◆ TASK DESCRIPTION: Go through the entries below and say how many lines hold the word "sense". Nothing else is needed.

_ _ _

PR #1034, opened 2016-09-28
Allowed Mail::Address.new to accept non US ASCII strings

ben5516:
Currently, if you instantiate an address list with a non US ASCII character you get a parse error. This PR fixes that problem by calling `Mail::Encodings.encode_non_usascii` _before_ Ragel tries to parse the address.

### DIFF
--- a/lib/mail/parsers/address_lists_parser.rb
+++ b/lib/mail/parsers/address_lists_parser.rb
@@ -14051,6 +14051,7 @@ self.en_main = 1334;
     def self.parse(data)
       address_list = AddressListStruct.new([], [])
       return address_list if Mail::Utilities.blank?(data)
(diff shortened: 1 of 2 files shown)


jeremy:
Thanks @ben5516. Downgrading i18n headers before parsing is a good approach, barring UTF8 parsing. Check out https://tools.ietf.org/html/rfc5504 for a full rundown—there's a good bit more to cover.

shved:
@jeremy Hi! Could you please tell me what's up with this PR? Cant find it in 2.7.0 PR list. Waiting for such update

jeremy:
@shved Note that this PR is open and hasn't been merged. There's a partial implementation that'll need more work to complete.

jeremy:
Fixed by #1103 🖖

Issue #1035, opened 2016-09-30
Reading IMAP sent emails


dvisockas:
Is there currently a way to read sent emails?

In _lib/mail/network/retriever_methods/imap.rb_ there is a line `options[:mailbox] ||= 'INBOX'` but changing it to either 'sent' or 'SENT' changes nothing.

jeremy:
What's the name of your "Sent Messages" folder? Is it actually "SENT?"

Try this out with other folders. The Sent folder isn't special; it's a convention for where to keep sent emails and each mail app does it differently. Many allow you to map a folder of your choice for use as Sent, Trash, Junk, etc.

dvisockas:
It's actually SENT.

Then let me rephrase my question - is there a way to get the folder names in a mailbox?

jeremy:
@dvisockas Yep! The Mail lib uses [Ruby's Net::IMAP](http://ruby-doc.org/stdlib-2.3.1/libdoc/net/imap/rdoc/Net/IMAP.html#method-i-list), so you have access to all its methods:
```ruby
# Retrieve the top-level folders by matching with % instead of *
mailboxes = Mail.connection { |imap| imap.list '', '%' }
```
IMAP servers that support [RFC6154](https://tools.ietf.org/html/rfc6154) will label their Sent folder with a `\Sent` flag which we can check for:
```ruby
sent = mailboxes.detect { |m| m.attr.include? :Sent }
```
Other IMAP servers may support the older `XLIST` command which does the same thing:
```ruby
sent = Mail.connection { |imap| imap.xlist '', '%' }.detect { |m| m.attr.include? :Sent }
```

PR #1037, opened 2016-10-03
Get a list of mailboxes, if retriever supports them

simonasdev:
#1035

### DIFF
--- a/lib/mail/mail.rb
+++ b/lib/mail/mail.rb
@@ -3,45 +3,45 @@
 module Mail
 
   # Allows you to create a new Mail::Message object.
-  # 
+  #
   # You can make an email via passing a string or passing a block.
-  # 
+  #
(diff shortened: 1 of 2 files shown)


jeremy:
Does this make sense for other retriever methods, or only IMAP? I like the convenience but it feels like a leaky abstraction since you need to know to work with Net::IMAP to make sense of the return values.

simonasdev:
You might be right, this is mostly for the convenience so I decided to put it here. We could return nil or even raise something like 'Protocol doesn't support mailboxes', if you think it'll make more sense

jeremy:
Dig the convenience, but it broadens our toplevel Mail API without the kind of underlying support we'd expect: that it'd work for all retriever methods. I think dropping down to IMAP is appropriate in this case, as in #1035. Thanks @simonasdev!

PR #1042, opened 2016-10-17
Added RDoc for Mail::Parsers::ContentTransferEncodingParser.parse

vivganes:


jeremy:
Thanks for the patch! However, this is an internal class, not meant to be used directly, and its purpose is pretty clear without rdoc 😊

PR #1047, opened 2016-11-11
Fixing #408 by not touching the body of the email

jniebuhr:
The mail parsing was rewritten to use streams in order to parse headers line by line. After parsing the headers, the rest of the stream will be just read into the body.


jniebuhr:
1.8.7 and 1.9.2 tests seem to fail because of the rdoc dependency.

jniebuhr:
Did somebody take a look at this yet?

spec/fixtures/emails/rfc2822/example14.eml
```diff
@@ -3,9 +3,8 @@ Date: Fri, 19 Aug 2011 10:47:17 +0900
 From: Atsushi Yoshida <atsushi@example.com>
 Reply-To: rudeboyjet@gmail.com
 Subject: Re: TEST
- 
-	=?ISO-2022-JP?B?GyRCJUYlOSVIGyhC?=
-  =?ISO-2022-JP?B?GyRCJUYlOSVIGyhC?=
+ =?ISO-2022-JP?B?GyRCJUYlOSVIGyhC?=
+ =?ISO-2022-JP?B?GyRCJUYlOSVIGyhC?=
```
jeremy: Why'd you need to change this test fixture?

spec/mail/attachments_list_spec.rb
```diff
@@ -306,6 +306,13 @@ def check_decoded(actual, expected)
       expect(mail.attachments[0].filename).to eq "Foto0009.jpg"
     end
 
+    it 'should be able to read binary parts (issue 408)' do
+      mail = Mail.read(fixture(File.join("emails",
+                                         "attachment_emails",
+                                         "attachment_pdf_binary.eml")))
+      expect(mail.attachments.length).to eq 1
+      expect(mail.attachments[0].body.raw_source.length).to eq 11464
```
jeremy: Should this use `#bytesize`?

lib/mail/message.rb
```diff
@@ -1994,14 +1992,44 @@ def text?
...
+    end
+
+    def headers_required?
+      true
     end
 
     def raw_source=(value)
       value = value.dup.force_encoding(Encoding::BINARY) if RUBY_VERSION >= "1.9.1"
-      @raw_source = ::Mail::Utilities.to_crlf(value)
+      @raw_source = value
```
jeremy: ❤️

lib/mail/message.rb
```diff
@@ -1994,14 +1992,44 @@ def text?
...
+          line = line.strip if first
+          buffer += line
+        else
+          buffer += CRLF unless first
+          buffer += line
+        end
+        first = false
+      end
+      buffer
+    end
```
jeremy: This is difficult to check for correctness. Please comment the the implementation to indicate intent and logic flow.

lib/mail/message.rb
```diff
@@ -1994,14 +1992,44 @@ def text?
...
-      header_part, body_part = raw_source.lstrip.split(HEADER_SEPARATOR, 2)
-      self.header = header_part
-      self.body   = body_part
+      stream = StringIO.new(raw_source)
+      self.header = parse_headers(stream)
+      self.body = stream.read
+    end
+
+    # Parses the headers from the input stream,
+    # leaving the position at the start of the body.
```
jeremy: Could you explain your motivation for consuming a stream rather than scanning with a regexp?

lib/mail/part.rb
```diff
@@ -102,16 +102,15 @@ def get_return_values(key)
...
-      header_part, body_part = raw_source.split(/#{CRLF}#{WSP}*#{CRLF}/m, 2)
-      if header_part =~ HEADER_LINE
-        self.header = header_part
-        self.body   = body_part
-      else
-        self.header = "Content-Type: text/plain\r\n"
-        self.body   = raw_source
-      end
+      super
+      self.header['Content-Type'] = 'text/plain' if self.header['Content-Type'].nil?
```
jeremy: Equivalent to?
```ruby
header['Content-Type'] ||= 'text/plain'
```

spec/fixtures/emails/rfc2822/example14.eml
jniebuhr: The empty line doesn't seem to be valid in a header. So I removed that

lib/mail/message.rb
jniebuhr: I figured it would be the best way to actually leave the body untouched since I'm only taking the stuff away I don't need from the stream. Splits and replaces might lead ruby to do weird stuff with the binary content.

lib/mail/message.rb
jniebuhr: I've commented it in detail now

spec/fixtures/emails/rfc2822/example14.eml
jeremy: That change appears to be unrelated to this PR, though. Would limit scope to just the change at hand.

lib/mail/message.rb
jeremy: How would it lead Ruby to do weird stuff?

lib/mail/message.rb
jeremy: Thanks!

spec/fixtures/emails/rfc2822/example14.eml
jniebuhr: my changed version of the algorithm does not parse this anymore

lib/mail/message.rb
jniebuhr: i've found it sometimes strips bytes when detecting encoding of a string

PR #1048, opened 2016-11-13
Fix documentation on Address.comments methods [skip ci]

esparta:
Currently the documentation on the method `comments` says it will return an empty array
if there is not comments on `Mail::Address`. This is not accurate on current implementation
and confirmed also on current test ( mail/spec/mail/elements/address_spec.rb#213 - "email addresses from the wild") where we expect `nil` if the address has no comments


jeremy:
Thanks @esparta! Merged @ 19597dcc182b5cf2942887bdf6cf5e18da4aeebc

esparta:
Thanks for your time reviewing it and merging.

_ _ _

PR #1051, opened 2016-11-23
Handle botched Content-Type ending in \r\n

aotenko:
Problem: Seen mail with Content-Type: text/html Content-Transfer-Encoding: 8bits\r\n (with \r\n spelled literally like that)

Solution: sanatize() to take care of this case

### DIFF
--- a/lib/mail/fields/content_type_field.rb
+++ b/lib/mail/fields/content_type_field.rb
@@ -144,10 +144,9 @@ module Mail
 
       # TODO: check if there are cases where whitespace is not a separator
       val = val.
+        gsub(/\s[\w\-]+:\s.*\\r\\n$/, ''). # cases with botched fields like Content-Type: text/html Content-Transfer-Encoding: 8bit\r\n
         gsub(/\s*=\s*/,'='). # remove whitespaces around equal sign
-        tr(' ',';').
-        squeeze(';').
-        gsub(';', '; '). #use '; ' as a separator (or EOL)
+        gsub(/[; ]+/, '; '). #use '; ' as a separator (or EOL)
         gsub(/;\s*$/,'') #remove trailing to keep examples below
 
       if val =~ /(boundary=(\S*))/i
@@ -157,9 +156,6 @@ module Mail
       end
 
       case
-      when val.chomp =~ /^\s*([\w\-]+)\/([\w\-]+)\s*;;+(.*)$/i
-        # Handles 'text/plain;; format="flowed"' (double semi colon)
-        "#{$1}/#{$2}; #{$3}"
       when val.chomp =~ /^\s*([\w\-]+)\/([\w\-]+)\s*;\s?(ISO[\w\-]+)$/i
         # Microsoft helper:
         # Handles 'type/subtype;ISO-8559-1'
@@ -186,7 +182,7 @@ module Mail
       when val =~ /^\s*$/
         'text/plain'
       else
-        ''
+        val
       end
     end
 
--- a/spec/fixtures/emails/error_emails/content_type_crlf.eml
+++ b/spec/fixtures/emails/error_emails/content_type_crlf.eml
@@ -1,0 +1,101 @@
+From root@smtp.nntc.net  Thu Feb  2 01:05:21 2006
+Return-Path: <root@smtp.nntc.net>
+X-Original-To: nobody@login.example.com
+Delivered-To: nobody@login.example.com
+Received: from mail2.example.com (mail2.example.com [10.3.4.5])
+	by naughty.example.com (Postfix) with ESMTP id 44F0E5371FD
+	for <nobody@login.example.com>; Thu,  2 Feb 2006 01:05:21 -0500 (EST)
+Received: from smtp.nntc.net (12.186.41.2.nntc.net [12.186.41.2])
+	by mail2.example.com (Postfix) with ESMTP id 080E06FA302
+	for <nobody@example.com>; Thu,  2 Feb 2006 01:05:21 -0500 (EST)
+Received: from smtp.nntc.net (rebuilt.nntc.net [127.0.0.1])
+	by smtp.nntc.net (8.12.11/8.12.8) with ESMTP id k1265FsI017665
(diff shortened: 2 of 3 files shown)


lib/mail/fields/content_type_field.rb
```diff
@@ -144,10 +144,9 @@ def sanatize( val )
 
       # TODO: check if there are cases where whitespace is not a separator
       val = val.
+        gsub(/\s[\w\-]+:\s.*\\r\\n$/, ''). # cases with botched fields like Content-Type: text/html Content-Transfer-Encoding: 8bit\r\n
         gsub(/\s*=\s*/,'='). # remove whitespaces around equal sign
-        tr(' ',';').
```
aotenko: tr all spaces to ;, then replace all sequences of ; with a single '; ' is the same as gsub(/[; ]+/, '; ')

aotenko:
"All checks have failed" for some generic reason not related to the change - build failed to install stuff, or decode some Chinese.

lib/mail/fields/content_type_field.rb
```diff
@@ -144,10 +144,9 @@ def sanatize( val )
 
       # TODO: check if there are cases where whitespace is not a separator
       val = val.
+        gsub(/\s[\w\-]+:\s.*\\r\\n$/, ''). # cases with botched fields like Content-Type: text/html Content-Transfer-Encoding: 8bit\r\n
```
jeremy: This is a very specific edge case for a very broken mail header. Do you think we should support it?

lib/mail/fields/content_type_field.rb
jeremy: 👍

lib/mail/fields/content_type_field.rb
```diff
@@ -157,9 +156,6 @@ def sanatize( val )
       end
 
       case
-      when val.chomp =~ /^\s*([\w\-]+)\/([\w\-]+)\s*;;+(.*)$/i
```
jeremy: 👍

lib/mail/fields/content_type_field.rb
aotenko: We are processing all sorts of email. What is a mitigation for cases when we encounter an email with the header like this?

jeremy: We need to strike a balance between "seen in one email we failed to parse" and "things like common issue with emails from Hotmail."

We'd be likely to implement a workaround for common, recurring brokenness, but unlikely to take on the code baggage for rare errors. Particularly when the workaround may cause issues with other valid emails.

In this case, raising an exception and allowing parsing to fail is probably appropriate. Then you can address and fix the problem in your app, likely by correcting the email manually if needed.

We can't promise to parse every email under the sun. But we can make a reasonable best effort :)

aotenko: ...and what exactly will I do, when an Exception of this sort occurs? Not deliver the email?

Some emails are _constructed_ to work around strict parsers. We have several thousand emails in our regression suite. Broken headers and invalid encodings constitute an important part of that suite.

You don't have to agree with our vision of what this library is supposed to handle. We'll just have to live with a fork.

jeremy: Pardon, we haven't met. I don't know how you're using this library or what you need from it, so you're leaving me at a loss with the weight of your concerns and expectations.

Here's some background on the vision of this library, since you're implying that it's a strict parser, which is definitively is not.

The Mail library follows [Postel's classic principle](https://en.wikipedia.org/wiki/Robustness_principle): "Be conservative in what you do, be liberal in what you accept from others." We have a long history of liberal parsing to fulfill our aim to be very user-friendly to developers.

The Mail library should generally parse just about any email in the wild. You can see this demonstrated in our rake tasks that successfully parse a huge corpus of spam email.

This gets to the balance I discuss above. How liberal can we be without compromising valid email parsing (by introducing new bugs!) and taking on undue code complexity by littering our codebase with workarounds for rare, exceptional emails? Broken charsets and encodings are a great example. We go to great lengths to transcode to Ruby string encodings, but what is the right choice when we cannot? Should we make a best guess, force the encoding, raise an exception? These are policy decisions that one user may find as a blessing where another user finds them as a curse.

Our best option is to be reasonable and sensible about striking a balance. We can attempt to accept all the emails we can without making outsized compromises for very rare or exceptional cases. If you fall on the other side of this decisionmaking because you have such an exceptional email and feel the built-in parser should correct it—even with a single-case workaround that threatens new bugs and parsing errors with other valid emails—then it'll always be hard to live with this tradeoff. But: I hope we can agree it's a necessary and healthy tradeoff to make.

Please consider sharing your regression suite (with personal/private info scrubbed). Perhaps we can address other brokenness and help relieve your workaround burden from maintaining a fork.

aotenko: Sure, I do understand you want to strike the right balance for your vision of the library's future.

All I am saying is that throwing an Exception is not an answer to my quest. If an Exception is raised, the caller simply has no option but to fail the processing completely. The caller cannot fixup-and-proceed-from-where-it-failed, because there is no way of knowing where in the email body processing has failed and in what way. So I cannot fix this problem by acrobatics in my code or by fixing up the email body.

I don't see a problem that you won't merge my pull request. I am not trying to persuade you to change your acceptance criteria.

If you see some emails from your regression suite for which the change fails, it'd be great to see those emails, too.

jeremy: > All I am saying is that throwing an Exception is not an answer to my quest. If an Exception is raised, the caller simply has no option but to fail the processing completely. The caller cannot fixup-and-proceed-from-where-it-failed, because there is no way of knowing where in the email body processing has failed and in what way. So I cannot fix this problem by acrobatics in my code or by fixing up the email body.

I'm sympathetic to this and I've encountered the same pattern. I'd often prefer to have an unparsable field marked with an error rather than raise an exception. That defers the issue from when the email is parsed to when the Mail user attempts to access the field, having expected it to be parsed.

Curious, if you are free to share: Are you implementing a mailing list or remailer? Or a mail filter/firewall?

_ _ _

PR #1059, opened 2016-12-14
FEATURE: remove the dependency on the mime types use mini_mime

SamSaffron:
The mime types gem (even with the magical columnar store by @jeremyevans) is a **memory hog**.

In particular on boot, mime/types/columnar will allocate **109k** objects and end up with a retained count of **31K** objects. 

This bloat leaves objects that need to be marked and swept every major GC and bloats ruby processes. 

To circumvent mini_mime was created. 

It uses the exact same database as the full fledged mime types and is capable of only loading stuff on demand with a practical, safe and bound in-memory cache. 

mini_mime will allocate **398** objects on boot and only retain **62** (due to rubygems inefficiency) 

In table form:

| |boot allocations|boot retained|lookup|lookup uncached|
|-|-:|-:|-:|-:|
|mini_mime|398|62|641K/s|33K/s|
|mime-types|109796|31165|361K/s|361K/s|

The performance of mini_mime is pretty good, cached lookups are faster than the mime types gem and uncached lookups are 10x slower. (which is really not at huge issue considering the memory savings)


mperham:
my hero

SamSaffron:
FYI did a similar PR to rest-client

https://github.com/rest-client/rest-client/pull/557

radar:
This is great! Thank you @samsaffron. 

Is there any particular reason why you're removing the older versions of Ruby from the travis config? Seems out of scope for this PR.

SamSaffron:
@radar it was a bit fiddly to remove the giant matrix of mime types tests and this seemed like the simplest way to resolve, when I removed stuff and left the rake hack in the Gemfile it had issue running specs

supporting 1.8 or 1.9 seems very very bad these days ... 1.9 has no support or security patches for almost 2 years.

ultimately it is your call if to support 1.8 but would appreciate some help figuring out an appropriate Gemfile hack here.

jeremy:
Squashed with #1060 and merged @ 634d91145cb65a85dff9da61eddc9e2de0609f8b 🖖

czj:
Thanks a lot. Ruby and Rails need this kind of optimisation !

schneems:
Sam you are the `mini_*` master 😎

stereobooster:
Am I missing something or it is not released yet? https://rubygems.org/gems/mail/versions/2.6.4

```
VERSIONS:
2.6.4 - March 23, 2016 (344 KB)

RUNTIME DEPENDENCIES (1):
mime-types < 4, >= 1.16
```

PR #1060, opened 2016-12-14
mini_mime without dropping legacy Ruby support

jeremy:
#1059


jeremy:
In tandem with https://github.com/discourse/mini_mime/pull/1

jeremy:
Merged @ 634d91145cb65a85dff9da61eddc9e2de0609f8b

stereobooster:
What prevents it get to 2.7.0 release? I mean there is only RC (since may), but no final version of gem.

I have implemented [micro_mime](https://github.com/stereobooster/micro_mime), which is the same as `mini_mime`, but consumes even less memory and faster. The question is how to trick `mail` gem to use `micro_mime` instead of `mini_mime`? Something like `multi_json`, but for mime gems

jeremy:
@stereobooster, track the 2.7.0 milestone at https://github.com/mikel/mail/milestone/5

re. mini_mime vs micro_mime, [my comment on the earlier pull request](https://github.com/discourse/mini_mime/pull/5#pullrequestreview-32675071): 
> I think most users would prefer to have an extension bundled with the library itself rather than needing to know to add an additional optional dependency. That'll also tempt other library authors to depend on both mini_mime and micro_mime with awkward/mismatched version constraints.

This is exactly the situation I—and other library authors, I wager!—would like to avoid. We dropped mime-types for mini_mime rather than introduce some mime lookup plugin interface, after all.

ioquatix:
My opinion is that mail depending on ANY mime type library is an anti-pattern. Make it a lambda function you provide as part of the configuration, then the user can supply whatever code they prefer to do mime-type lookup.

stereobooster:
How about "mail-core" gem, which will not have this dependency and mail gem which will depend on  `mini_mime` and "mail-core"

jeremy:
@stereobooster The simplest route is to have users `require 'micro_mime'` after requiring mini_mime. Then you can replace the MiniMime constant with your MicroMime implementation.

_ _ _

◆ RESULT OF THIS EXERCISE: 2